Perhaps if the screws for the handles are still on there, you could attach a couple of large Vise-Grips, one to each side with their handles on the side that turns, then try pulling on them--maybe one person per side. Be sure to protect the surface of the screws with something to keep them from getting too mashed (as it is they might get bent up doing what I've suggested).

But I still think the best bet is cooling the bottom and heating the top before you do this....


----------



## Horseyrider (Aug 8, 2010)

Sorry, I've been laughing through reading this entire thread. If it was me and I ever got it open, that'd be the last time I use it.

I do wish you well with it.


----------



## ceresone (Oct 7, 2005)

and-I- keep rereading it--to see if its open yet!!


----------



## Vosey (Dec 8, 2012)

ceresone said:


> and-I- keep rereading it--to see if its open yet!!


me too!


----------



## WildPrGardens (Mar 8, 2014)

Don't buy any more handles just to smash them with a hammer. 

It Is Not Working!

Do you clean the dirt off your windows with that hammer? 

Enameling is melted glass. Bakelite is brittle.

Did you wash that new gasket thoroughly before use?

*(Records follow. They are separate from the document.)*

PR #7292, opened 2025-10-01
[mob][photos] skip permission request in background mode on Android

prateekmedia:
## Description

- Android 15 blocks permission dialogs in background tasks. Skip the ACCESS_MEDIA_LOCATION permission request when running in background mode to prevent silent hangs during background uploads.
- Also Cronet is not working fine in background and fails many a times. It's better to disable it for android until we know it fully works.


laurenspriem:
@codex review

mobile/apps/photos/lib/utils/file_uploader.dart
```diff
@@ -434,6 +434,15 @@ class FileUploader {
     if (Platform.isAndroid) {
       final bool hasPermission = await Permission.accessMediaLocation.isGranted;
       if (!hasPermission) {
+        // In background mode, we can't request permissions (no UI available)
+        // Skip the permission request and continue with upload
+        if (_processType == ProcessType.background) {
+          _logger.info(
+            "Media location access not granted, but continuing in background mode",
+          );
+          return;
```
ashilkn: We shouldn't continue upload if media location access is not granted. Instead of returning, throw `NoMediaLocationAccessError()`

prateekmedia: Done!

PR #7866, opened 2018-04-15
Added Tobias' solution

viviers:
```
Thank you,
The Odin Project team.

```


ryanford-frontend:
Looks like your links didn't render correctly. Make sure you provide the following format:
`[link text](https://path.to.page)` with no space between the `[]` and the `()`. Also be sure to include the `http://` at the start of your urls.

PR #7873, opened 2018-04-19
Fix broken "Dive into HTML5" link

brxck:


arun1595:
@brxck Thanks for the fix!

PR #8012, opened 2018-06-17
Added a note on Line 39

lerenah:
Line 39, references alternatives to using GitHub

Thank you,

The Odin Project team.

### DIFF
--- a/web_development_101/project_html_css.md
+++ b/web_development_101/project_html_css.md
@@ -36,6 +36,8 @@ If you are having trouble, refer to:
 
 Note: All Git commands need to be run from inside your project's folder (did you forget to `cd` into the `google-homepage` folder?)
 
+(Add another note here saying about how github recently lost 1/4 million users and add an option to use gitlab or bitbucket)
+
 *When you're building your project, you will probably end up doing several `git add` + `git commit` cycles before being ready to push it up to Github with `git push origin master`.*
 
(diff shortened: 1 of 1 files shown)


KevinMulhern:
Wow I wasn't aware Github had lost that amount of users so far 😮 

Do you have a source for that I could read? (not disputing its accuracy, just want to learn more 🙂)

I think this might fit better in the [Introduction to Git Lesson](https://www.theodinproject.com/courses/web-development-101/lessons/introduction-to-git)

Its the first time we expose users to Git properly and just seems like the more appropriate place for something like this to me.

Whats your thoughts?

lerenah:
I’ve been trying to hunt down the original link for it, maybe I should have included it in the note. But basically it has something to do with Microsoft buying github and a solid of number of users lost trust in the stability of github afterwards. It’s just a suggestion. 

I think the Introduction to Github link is quite effective! Thank you for the help!

Fate be changed 
Look inside 
Mend the bond
Broken by pride

KevinMulhern:
Thanks @lerenah, I think mentioning that there are alternatives for Github would be great 👍
 
But we would like to remain impartial to the Github situation. We'd prefer to wait and see what MS does with Github before taking any stances. I personally don't think MS now owning Github needs to be highlighted in any of our lessons.

But I'm open to hearing your thoughts on why we should highlight it 🙂

lerenah:
That is  a very sound stance!  Thank you for sharing :) !!

PR #8085, opened 2018-07-14
Change download link for Virtual Box

dvik1950:


dvik1950:
I've split the downloading process (Step 1) and the installation (Step 2) into separate steps as instructed. 

#### Step 2.1: Installing VirtualBox
```
The installation of VirtualBox is a very straight forward process. It doesn't require any technical knowledge and is the same as installing any other computer program on your Windows computer. Double-clicking the downloaded file is sufficient to start the installation process. Any additional options prompted by the installation are left for the user to decide (such as creating a desktop icon and so on). After the installation is finished (the progress bar might get stuck for a few minutes, just wait for it to finish) search for your newly installed Virtual Box program and run it.
```

PR #8236, opened 2018-08-27
rework installfest

mindovermiles262:

Thank you,

The Odin Project team.

### DIFF
--- a/web_development_101/installfest_prerequisites.md
+++ b/web_development_101/installfest_prerequisites.md
@@ -1,5 +1,5 @@
 ### Introduction
-Before we can install ruby and get ready to launch a rails application, we have to set up the operating system to be compatible. If you are using a `MacOS` or `Linux` machine already, you can safely skip this section. Otherwise, click on the dropdown of the method you would like to use below.
+Before we can install ruby and get ready to launch a rails application, we have to set up the operating system to be compatible. If you are using a `MacOS` or `Linux` already you can skip this section. Otherwise, click on the dropdown of the method you would like to use below.
 
 <details markdown="block">
 <summary class="dropDown-header">Linux Dual Boot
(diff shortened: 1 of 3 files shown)


web_development_101/installfest_prerequisites.md
```diff
@@ -201,25 +171,19 @@ After completing the last step, click the Create button. Your newly created virt
...
 
-Now you can start Ubuntu by right clicking on the icon in the menu and selecting Start then Normal Start.
+You can start the VM by right clicking on the icon in the menu and selecting Start then Normal Start.
 
-The next thing to do is Install Ubuntu. The process is very simple and most of the default options can be left like that including the Installation type which should be `Erase disk and install Ubuntu`. The setup will ask you to confirm this step because it thinks you're formatting your entire hard disk, but actually you're only formatting the newly created virtual hard disk, which doesn't have any data on it, and installing Ubuntu.
+The next thing to do is Install Xubuntu. The process is very simple and most of the default options can be left like that including the Installation type which should be `Erase disk and install Ubuntu`. You will need to confirm this step. It may sound dangerous, but the VM can only see the "Hard Drive" you created above in step 2.2 #2-5. This is the beauty of VMs - the ability to separate the physical space of your computer across many VMs.
```
I3uckwheat: > in step 2.2 #2-5. Thi

I'm unsure what you mean by `step 2.2 #2-5`

mindovermiles262: It's hard to tell from the diff but just before this line it reads:

    Step 2.2: Setting up Ubuntu

    Now that you have Virtual Box installed, double click the icon and you should see something like this:

    installed_vbox

    Click on the 'New' button to create a virtual operating system. Find your operating system in the dropdown menu (Linux/Ubuntu) and name it as you wish. Continue by pressing next and choose the following options in the next steps:

        1. Memory size - Should be about half of your computers maximum. For example, if you have 8GB of RAM memory, allocate 4GB to your virtual operating system.

        2. Hard disk - Create a virtual hard disk

        3. Hard disk file type - Choose the VDI (VirtualBox Disk Image) option

        4. Storage on physical hard disk - Dynamically allocated

        5. File location and size - We recommend at least 20GB for the virtual hard disk

    After completing the last step, click the Create button. Your newly created virtual OS should be in the menu now. Right click on it and go to Settings. Go to the Storage section and add the Ubuntu iso file you downloaded earlier:

    choose_disc_vbox

    After that, you can go to the System tab and change the amount of hardware the virtual operating system will be using. Generally 50% of RAM and at least 2 processors should be allocated to the virtual OS, but you can always change these settings based on your needs

Perhaps there is a different way I can phrase this? or do you have any suggestions?

I3uckwheat: Ahh, That makes more sense there. Looks good to me!

PR #8263, opened 2018-09-07
removing odd character that breaks the formatting

tansaku:
current problem:


tansaku:
@105ron you're welcome - it looks like it got there from @NathanPearson in https://github.com/TheOdinProject/curriculum/commit/40e498ce671f266b8933f513e5dadd3652c4a9f4

PR #8348, opened 2018-10-02
Edited Complete Ruby Link

uzorjchibuzor:
Hi The Odin Project Team,

I added a link to the complete book (Beginning Ruby) as the one on google books is missing several pages unless the reader buys the book.

Thank you

Chibuzor Efedigbue


CouchofTomato:
Fair question. You can personally use the material you have found if you like. That is your choice to make but we can't show support for that. The author himself has personally said he doesn't mind if people pirate it as the book isn't new anymore (although still good for the basics) but both morally and legally we can't link to it ourselves.

PR #8412, opened 2018-10-09
troubleshooting opening VSCode

jamiegitgit:
I ran into this problem while using the tutorial and added the solution to the instructions in case other users also encounter trouble here


I3uckwheat:
@jamiegitgit What error were you getting? A user shouldn't need to restart the entire machine, just the WSL instance. If it's not a windows error, it might be something else we can fix.

The problem with restarting the machine is the fact people can "lose" their spot in the file-system and have issues navigating back to the project directory on WSL, which happens without a restart. I feel this may cause more people to have this issue.

We should find a way to prevent this error from happening in the first place instead :)

PR #8466, opened 2018-10-15
fix broken link to ruby monk

### LINKED ISSUE #8460: Ruby Monk resources insecure error, then 502
https://www.theodinproject.com/courses/web-development-101/lessons/ruby-basics?ref=lnav

This lesson links to Ruby Monk which seems to be down, I have had a report of this before a while back and it is still down. Here is the page it links to: https://rubymonk.com/learning/books/1-ruby-primer

Possible solution: Find another resource to replace it?

dvik1950:
I replaced the current link with a link to the web archived version of the website, because Ruby Monk seems to be down for a few months now. This fixes #8460 .


mindovermiles262:
--- REVERTED ---

I'm not sure this will work as intended. The wayback portal doesn't provide any feedback on the actual ruby lessons.

Example: the tutorial says to put `self` into IRB

```
irb > self
=> main
irb >
```

But Wayback doesn't provide this feedback. 

Solution - we should find a new resource to substitute.  @dvik1950 have you come across one by chance?  If not I think REPL.IT might have something (they seem to be doing great things lately)

dvik1950:
@mindovermiles262 If I understood correctly, the entire Ruby section in Web 101 is going to be replaced pretty soon. This was meant to be a temporary fix until the [new lessons](https://github.com/TheOdinProject/curriculum/tree/master/new_course) are ready. The web.archive version of Ruby Monk might not work perfectly as the original website (students are still able to read through the lessons and see the solutions), but in my opinion it's better than a broken link.

leosoaivan:
Closing, see https://github.com/TheOdinProject/curriculum/issues/8460.

PR #8467, opened 2018-10-15
Add Jeremy-D's solution

Jeremy-D:

Thank you,

The Odin Project team.


Jeremy-D:
Solution is for the Rails Project: Forms section

PR #8474, opened 2018-10-16
Update rake to rails 5 syntax

brasscapon:


mindovermiles262:
Thanks for updating these, @brasscapon :smile_cat:

PR #8543, opened 2018-10-22
add updated video on queues and stacks

hoangtommy:
The existing 3min video on stacks and queue was lacking detail. Adding this video from the same youtube channel used in other lessons.


hoangtommy:
Including a video on recursion to supplement the additional resources on the recursion lesson

PR #12059, opened 2019-09-02
Replace broken links for 'You didn't know JS'

suretrust:
The "You don't know JS" links are broken as shown below because it now has two editions -- the first and second. The second edition is still a work in progress, so I replaced the link with the first edition as is.

one
Two


CouchofTomato:
Hi @suretrust 

Both the links work for me as they are. Perhaps github was having an issue.

105ron:
A PR fixed them the previous day, but the site wasn't updated when this was opened. The site is using the 2nd edition now, I'm not sure how far it is from being finished. I guess people will complain if it's not good enough.

PR #12061, opened 2019-09-02
Added student solution

Etheonor:
This is the first JS thing I'm proud of!


105ron:
Nice work, keep it up and make many more things to be proud of.

PR #12107, opened 2019-09-05
Replacing links to new paid version of the Ruby on Rails tutorial with links to the old,free version

dvik1950:


leila-alderman:
Looks good - thanks for updating these links and for turning it around so quickly!

PR #12144, opened 2019-09-07
Update code listing in 'Databases and SQL'

cloudtemplar:
I guess grouping by User's ID seems more sensible- you can run into situation when user names will be duplicated, which leads to a situation where Posts of different Users with the same name will be treated as coming from just one User, so grouped incorrectly.
There is also an option that User's name in this listing is meant to be unique- if so, I think it's worth to emphasise this fact.


CouchofTomato:
I would guess that when this was originally written user.name may have meant to express a username which would be unique perhaps, or just that it was an example to illustrate the point about grouping rather than diving deeply into the details of SQL queries.

I personally don't think it hurts to change it but I don't think it's an issue keeping it as it is either.

Let's see if @KevinMulhern has an opinion on the matter.

PR #12186, opened 2019-09-10
My solution

Cacurriapower:
Did the random color version but i made it lower each rgb value individually by 10% on each pass so it takes more than 10 passes to reach full black, however it works perfectly. You can also reset it to any grid side that you want however anything past 200 kinda slows down my VM too much.


105ron:
Did you enable Github pages? Your view in browser link doesn't work. You need to enable it in the repository settings...

Cacurriapower:
Yeah, sorry forgot to. Its enabled now.

PR #12259, opened 2019-09-16
Update new repo setup instructions

nearmint:
In the instructions, you're right now telling the user to clone the https link from git (git clone https://github.com/YourUserName/google-homepage). If the user does this, they'll have to enter user/password in their console everytime they make a commit. This happened to me. Therefore I suggest to tell the user to git clone the SSH link instead (see edit).


I3uckwheat:
If we do this, we should probably mention how to fix it if something goes wrong and they don't have their SSH key setup @nearmint

Issue #12086, opened 2019-09-04
Formerly free resource for Git Basics assignment now requires payment


bycdiaz:
The first assignment for the [Git Basics ](https://www.theodinproject.com/courses/web-development-101/lessons/git-basics) lesson is now part of the pro package at codecademy. 

The lesson is the Basic Git Workflow from the [Learn Git course at codecademy](https://www.codecademy.com/learn/learn-git).

We'll need to identify a new resource for this lesson.

jmcarter006:
I’m on mobile so this page isn’t working right. But it looks like this resource may be a viable interactive git learning tool. Especially the “Learn by Doing” section 

https://try.github.io/

Rickeo:
Following on from what @jmcarter006 said, specifically the link on that page to this resource:

https://learngitbranching.js.org/

That seems to be the bulk of the interactive lesson(s).

As someone who has recently just done that Code Academy course, having a brief look at the content on js.org it seems to cover the same type of material.

bycdiaz:
I came across this resource:[git-tower.com](https://www.git-tower.com/learn/git/ebook/en/command-line/introduction#start) It feels a bit more accessible than the others. If I'm not mistaken, Part 1 - The Basics should give learners what Codecademy was covering.

I only have two (small) concerns about this resource. It mentions a set of lessons using a desktop GUI. We would just need to be explicit about folks sticking to the command line version.

Also, during the [Getting Ready lesson](https://www.git-tower.com/learn/git/ebook/en/command-line/basics/getting-ready#start), they don't mention installing in Linux (only Mac OS and Windows). But we'll just need to remind learners that they should have installed git before arriving to this lesson.

bycdiaz:
Resolved by pull request #12291.

PR #12291, opened 2019-09-17
Replaces codecademy's git lesson with Tower's.

bycdiaz:
Resolves issue #12086.

### DIFF
--- a/web_development_101/git_basics/git_basics.md
+++ b/web_development_101/git_basics/git_basics.md
@@ -15,7 +15,7 @@ By the end of this lesson, you should be able to do the following:
 
 <div class="lesson-content__panel" markdown="1">
 
-  1. Complete the first interactive lesson in the Codecademy [Basic Git Workflow](https://www.codecademy.com/learn/learn-git) course. Try to look for a pattern in the commands you are running.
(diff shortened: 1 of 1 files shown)


mindovermiles262:
I think it would suffice to say 

```
[Tower](https://www.git-tower.com) has a sweet lesson on version control with Git. You only need to do Part 1 - The Basics. Visit [Tower's Learn Version Control with Git lesson](https://www.git-tower.com/learn/git/ebook/en/command-line/basics/what-is-version-control#start) to get started.
```

It is more to the point and links directly to the page where they should start

I3uckwheat:
I think there is value stating to not use the GUI version for this, people will invariably try to do the GUI version and miss out on a lot of topics

bycdiaz:
Both links present users with note: 
image

My concern is that users will assume that doing a GUI will be acceptable. Or will result in many learners coming to the chat to ask which approach they should take. Including a statement about using the command line version could give clarity to new learners and save us from fielding the question in the chat.

The [Getting Ready](https://www.git-tower.com/learn/git/ebook/en/command-line/basics/getting-ready#start) lesson assumes the user is using MacOS or Windows and makes no reference to Linux and does not offer a way to check if Git is already installed. I know this is obvious for us. New learners wouldn't have this awareness and not being explicit about this would only confuse them.

While wordy, my sense is that the context is necessary. I will look at it again and see if I can make it a bit more concise. Naturally, since this is a group effort, I'm happy to go with a majority. I'll invite others to weigh in.

PR #12322, opened 2019-09-20
Fix/project_media.md

mvedataydin:
Fixing : student solution not properly added.


105ron:
Thanks for the fix. :+1:

PR #12481, opened 2019-10-02
Replaces Tower Git course with Udacity's

bycdiaz:
Udacity's lessons feel fairly accessible to new learners, which I think is key for lessons early in our curriculum.


bycdiaz:
After some discussion, we've decided to write some material straight into our lesson and passing on the inclusion of the resource initially proposed in this pull request.

PR #12543, opened 2019-10-04
Guest Additions note re emptying CD drive

martink-rsa:
This issue keeps popping up in the Discord servers which usually turns out to be:

i. The host OS needs to be rebooted.
ii. The CD image files need to be unmounted.

A paragraph has been inserted to address this.

Please could you see if it should be simplified for those who are less experienced with computers.


I3uckwheat:
I think this will suffice for now, however, most people will not understand what the steps to resolve this are. @martink-rsa Can you make an issue on this so we don't forget to continue to move forward on this? 

I am thinking adding screenshots to the entirety of the VM installations would be beneficial.

martink-rsa:
No problem, will do later.

PR #21093, opened 2020-09-13
Update objects-constructors.md

lghiggino:
Hello.

Modified an example for additional clarity, and easier understanding of a new concept. 

As someone seeing "new" for the first time it got me confused for a while, maybe it will help others


marvingay:
The example that follows has the appropriate naming conventions for multiple players. The change made isn't related to the `new` keyword itself. 

Passing on this particular contribution because there isn't a difference in this context. Thank you for putting this out there!

PR #21152, opened 2020-09-14
Add disclaimer to hashes additional content

anth-dev:
The linked content suggests setting a key's value to nil in a hash to delete the key. Currently it just changes the value and doesn't delete the key. Added a disclaimer to use the #delete method instead.


rlmoser99 (approved):
Thank you for taking the time to submit this pull request! I did update your explanation, because I wanted to specify that the example was 'incorrect' as opposed to 'no longer working'. Thank you for bringing this to our attention.

PR #21254, opened 2020-09-18
Adds  juanpa89's Solution

juanpa89:
Very nice and Challenging Project, thx for make us do it.
The hardest was to make the calculator to do the same operation over and over again just pressing the equal sign.
(should be extra credits).

thx again

TGIF


105ron:
It is a challenging project, well done on completing it. :+1:

PR #21498, opened 2020-09-25
Update conditional_logic.md

bronsonavila:
Although the code at issue is clearly just an example demonstrating a `case` statement, I do not think we should permit it to contain code that is syntactically incorrect. Here, the example shows that an integer is allowed to contain commas. This is not true, and would result in the following error if attempted:

```ruby
> foo = 0
> foo += 50,000

# SyntaxError (syntax error, unexpected ',', expecting end-of-input)
# foo += 50,000
#          ^
```

### DIFF
--- a/ruby_programming/basic_ruby/conditional_logic.md
+++ b/ruby_programming/basic_ruby/conditional_logic.md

You need a steadily increasing rotating pressure. Counter clock-wize.

If you can't figure it out give it to someone handy.

Save your handle money and buy new racks.

Adults pay good money for classes to learn something new.

Hopefully you learned something from this.


----------



## shellybo (Nov 9, 2013)

Horseyrider said:


> Sorry, I've been laughing through reading this entire thread. If it was me and I ever got it open, that'd be the last time I use it.
> 
> I do wish you well with it.



 Horserider I must admit it is funny! I've laughed too. it's still sitting in my kitchen since I know I will get it open one day (smile)


----------



## shellybo (Nov 9, 2013)

Vosey said:


> me too!



Vosey, my canner is still closed. my brother removed the gauge, vent and pressure valve for me to keep. I know I will get it open one day...  I'm starting call machine shops. I have about $20 in jars and $20 in racks in that #%<!?#%^ thing  - it the principle - I refused to let IT win. Now it's become a living thing (smile).


----------



## shellybo (Nov 9, 2013)

WildPrGardens said:


> Don't buy any more handles just to smash them with a hammer.
> 
> 
> 
> ...





Hi WildPrGardens,

Thanks! In thought about enameling being melted glass before. I've learned a valuable lesson to not to use vegetable oil and only Vaseline. No plans to ever use this canner again if I ever get it open.


----------



## shellybo (Nov 9, 2013)

spblademaker said:


> Know anyone with a Monster Truck?



Spblademaker, Now that would work! or maybe it would just bounce around behind the truck and never open


----------



## po boy (Jul 12, 2010)

Did You Try Acme?


----------



## WildPrGardens (Mar 8, 2014)

Do you have a container large enough to cover the top part of the canner?
If so, slowly tip the canner into it upside down.
Then pour enough 50/50 mix of ACV (apple cider vinegar) to completely immerse the lid and gasket.
If possible cover so no evaporation, then set it aside and forget about it for a month. Maybe check weekly to see if more mix needs to be added.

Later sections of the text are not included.